[[ Data records, beginning ]]
PR #9520, opened 2023-08-27
CI: Fix ccache status output for workflow jobs

PatTheMav:
### Description
Removes custom Ccache configuration path for cache status output step in `build-obs` action.

### Motivation and Context
CCache configuration path was configurable until the CI script cleanup (as scripts were still intended to be used locally then), which is not needed anymore.

By specifying a custom path, the stats output of `ccache` will use the default cache directory (vs the custom one used on CI) and thus no cache hits will be reported.

### How Has This Been Tested?
Needs to be tested by CI run for pull request.

### Types of changes

### Checklist:


RytoEX (changes requested):
Commit message nits:
* Title Case: Ccache
* mid-sentence: ccache

Everything else looks fine.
[[ Data records, end ]]
__Required action__. Whenever the string "output" shows up in a line above, copy that line.

__Exercise answer__.
CI: Fix ccache status output for workflow jobs
Removes custom Ccache configuration path for cache status output step in `build-obs` action.
By specifying a custom path, the stats output of `ccache` will use the default cache directory (vs the custom one used on CI) and thus no cache hits will be reported.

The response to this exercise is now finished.